* **PROMPT**
The requested output is every line from the one with "remove infra code for non-vm" through the last line below, printed exactly.
── MATERIAL PROVIDED
PR #600, opened 2024-05-20
remove infra code for non-vm

ppca:
@kmaus-near Let's also terraform destroy all these before we merge this.


volovyks (approved):
Not sure why the tests are failing.

kmaus-near (approved):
────
* **RESPONSE TO THE TASK**
remove infra code for non-vm

ppca:
@kmaus-near Let's also terraform destroy all these before we merge this.


volovyks (approved):
Not sure why the tests are failing.

kmaus-near (approved):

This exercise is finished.